## INFORMATION SUPPLIED
—————
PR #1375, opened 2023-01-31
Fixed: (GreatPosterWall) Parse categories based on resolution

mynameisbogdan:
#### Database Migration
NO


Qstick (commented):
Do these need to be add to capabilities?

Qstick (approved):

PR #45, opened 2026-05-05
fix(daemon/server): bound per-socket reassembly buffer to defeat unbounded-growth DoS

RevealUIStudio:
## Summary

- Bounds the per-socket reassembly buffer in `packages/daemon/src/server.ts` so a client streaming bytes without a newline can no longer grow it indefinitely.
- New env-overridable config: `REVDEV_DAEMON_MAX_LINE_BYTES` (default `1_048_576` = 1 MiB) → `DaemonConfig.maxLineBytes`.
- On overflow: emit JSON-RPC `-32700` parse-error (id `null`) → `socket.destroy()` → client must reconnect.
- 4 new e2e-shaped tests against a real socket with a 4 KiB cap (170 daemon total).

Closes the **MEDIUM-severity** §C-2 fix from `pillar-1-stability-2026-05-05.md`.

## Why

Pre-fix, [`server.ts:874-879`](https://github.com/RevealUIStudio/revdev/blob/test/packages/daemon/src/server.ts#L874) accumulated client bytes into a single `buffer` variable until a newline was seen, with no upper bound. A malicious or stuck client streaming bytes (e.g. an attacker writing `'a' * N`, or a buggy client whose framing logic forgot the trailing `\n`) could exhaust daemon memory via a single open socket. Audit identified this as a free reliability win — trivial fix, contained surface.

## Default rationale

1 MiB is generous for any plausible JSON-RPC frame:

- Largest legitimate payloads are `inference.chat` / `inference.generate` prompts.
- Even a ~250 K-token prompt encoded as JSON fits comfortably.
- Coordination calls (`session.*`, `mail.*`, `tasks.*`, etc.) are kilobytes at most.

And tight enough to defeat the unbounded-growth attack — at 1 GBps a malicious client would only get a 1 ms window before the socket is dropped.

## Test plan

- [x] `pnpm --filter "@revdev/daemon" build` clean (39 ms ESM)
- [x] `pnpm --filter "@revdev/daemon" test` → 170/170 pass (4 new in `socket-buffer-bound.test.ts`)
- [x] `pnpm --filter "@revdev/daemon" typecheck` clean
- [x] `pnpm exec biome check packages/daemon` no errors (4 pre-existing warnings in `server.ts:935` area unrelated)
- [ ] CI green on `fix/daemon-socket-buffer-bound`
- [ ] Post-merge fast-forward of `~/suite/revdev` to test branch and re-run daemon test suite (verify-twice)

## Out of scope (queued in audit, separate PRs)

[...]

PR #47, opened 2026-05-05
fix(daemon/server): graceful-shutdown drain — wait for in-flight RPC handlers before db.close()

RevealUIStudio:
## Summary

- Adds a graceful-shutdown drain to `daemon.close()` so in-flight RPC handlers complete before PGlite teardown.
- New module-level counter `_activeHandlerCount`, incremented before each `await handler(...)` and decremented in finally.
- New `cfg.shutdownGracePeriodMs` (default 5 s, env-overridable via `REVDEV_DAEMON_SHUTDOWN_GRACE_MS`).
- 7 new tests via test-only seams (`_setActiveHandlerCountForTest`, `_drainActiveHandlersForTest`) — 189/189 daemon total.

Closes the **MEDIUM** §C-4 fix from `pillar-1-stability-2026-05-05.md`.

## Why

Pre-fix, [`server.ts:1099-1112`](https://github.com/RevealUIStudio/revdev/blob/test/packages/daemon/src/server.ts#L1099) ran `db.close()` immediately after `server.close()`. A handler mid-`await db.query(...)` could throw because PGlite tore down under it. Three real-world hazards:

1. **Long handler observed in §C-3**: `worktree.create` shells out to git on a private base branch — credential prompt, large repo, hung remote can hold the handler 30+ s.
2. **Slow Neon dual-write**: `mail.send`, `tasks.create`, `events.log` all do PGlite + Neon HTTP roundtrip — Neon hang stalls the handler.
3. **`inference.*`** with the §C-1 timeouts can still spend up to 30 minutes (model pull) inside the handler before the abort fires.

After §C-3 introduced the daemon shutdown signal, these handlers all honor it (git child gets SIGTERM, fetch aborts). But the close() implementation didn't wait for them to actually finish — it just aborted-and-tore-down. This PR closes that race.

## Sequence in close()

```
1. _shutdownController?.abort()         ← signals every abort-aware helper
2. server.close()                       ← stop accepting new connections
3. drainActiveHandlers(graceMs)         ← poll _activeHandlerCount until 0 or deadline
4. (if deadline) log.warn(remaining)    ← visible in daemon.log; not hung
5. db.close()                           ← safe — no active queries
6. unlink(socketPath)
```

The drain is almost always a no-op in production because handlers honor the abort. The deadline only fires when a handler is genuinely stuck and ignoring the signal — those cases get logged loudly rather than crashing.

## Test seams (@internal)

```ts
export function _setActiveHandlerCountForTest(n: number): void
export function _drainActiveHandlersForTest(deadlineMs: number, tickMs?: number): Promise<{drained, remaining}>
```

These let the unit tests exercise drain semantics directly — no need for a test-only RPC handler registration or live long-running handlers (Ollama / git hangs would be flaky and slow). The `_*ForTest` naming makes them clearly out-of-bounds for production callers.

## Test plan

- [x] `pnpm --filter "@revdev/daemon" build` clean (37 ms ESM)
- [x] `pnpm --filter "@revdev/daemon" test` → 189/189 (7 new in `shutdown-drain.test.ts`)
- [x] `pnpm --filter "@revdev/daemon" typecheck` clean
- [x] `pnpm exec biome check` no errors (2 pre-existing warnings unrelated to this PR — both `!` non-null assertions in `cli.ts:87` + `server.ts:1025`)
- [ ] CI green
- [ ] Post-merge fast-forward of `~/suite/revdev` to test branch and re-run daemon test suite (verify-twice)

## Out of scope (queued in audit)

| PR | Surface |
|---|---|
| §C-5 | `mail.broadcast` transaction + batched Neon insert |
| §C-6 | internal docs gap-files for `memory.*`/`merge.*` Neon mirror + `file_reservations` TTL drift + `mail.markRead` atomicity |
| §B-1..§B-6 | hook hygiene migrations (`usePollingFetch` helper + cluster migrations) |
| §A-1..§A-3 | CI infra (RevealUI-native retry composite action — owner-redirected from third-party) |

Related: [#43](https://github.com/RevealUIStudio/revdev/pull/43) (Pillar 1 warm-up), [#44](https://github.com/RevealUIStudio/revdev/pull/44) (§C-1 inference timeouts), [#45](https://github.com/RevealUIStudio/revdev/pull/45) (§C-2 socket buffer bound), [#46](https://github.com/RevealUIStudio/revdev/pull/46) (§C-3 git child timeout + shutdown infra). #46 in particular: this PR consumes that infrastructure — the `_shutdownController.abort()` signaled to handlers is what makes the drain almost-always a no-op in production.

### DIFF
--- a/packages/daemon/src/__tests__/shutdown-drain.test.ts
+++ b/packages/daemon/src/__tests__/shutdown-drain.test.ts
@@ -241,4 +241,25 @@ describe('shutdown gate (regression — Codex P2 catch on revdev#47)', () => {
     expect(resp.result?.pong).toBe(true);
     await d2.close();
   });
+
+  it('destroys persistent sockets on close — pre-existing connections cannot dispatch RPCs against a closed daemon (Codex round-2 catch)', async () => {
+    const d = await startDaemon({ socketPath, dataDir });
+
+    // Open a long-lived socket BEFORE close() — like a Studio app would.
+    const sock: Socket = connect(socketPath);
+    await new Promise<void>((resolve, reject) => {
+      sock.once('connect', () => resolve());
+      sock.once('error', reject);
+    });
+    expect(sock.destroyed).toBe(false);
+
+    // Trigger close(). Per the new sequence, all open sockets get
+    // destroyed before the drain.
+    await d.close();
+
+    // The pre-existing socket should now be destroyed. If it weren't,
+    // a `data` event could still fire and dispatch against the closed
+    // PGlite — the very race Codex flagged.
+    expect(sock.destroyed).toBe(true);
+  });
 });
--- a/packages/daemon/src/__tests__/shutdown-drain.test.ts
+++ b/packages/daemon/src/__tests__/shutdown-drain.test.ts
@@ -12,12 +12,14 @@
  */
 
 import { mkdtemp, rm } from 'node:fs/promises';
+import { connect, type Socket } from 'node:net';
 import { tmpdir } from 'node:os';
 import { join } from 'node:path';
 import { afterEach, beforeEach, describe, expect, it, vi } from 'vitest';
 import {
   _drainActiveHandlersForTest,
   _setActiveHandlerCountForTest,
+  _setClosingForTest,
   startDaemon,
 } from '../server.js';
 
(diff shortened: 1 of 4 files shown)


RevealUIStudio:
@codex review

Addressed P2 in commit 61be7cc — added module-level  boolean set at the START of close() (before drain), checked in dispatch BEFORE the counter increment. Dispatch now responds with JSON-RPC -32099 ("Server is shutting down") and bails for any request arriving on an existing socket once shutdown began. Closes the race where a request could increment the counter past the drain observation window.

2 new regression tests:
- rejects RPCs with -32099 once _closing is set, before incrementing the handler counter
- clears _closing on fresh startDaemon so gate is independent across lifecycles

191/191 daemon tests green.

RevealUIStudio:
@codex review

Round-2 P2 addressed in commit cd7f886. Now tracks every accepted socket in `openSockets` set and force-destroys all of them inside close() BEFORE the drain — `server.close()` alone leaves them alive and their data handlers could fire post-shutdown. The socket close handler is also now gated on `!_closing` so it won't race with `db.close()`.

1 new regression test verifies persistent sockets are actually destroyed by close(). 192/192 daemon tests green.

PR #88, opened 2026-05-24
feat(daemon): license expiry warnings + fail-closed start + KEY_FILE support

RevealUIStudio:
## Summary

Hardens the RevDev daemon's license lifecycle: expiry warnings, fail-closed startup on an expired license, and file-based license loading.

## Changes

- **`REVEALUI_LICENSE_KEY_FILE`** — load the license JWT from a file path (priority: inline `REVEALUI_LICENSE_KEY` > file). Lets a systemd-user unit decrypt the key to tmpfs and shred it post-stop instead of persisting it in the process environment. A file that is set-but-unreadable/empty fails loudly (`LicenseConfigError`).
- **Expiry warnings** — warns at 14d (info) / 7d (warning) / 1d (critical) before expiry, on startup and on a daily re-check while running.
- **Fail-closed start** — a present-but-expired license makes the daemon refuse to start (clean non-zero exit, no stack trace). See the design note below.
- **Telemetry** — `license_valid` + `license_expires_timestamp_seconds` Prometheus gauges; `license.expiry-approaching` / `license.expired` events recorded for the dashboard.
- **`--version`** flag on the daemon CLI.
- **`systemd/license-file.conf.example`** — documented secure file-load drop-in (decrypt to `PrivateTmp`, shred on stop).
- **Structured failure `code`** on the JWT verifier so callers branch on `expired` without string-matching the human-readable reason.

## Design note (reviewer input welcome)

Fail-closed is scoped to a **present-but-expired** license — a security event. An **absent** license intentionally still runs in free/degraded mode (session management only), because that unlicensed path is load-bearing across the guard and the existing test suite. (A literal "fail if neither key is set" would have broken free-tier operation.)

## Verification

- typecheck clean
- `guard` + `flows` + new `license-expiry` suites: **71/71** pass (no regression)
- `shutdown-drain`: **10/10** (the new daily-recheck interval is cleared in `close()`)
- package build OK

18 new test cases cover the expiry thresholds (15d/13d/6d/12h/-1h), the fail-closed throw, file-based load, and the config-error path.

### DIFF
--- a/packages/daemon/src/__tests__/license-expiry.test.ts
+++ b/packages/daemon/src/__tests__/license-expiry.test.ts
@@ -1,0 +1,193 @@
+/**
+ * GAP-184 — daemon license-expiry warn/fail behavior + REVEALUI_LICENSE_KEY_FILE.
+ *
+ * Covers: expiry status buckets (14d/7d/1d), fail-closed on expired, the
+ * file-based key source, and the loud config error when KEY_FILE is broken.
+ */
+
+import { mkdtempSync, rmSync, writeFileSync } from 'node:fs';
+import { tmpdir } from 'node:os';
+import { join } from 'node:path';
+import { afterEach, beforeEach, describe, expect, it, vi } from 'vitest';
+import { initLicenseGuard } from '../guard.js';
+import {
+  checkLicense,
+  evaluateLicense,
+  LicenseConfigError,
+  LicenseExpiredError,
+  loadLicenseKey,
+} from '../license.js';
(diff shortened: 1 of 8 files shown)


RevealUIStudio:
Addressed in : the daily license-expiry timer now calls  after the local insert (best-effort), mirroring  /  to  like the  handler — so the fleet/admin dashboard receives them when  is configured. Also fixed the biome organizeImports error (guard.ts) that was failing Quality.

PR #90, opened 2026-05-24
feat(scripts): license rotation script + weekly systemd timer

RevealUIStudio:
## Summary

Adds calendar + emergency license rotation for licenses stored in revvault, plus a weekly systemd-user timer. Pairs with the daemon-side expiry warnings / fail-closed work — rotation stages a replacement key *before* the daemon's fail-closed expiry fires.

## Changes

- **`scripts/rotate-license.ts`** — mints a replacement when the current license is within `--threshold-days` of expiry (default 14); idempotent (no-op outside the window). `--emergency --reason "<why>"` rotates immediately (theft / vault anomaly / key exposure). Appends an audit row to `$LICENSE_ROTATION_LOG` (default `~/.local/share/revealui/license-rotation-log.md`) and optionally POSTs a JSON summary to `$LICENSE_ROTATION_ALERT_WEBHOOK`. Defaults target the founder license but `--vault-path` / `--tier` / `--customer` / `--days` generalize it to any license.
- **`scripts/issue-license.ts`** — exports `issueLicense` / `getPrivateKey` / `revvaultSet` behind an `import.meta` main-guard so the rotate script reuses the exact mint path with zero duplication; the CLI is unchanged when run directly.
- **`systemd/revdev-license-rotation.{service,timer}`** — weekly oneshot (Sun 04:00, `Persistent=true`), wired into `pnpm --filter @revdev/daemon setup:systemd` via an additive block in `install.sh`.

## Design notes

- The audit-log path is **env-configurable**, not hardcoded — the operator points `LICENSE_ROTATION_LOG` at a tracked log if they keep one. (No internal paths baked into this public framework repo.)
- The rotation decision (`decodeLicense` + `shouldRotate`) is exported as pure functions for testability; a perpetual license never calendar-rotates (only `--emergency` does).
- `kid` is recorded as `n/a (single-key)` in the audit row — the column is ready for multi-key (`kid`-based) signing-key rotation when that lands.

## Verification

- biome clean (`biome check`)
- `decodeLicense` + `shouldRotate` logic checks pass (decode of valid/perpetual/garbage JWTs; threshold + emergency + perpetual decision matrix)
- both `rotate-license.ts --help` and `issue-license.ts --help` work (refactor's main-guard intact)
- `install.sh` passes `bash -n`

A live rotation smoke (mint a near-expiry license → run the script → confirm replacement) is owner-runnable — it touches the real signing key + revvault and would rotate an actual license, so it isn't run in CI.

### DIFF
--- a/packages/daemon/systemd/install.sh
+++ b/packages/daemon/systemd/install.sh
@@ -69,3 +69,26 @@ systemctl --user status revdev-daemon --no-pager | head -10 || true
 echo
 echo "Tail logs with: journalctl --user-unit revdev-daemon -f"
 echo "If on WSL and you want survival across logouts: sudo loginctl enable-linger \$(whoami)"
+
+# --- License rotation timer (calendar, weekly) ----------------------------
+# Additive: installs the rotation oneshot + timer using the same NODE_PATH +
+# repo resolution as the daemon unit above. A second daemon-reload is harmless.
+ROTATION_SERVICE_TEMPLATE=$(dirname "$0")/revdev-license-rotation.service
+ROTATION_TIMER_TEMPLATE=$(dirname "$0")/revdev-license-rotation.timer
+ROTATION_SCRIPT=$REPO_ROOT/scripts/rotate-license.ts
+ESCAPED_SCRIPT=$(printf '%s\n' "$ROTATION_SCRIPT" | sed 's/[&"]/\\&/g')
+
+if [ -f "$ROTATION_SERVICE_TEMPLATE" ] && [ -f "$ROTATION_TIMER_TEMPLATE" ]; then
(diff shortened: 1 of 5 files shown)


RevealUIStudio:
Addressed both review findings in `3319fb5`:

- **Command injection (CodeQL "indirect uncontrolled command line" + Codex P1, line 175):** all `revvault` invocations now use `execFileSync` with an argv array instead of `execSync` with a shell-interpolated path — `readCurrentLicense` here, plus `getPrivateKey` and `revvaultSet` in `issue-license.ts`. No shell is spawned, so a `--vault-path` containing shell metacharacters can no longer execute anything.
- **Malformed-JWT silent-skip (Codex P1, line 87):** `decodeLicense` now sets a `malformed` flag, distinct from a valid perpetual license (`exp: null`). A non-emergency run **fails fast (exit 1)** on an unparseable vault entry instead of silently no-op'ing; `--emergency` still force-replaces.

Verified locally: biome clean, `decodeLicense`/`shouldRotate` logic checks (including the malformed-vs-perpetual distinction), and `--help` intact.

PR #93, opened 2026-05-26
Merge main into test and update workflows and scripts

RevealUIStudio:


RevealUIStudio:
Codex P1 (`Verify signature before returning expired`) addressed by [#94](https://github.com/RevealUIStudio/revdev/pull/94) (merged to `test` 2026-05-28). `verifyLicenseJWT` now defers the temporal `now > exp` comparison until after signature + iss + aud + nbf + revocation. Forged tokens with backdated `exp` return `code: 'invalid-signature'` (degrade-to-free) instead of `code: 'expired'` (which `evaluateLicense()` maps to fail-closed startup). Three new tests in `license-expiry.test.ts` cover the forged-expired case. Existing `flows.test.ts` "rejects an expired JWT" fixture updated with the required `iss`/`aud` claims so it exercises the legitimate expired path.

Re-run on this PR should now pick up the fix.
—————
## WHAT YOU NEED TO DO
Nothing but a number should be given: how many lines in the records hold the word "makes".

## WRITTEN RESPONSE
3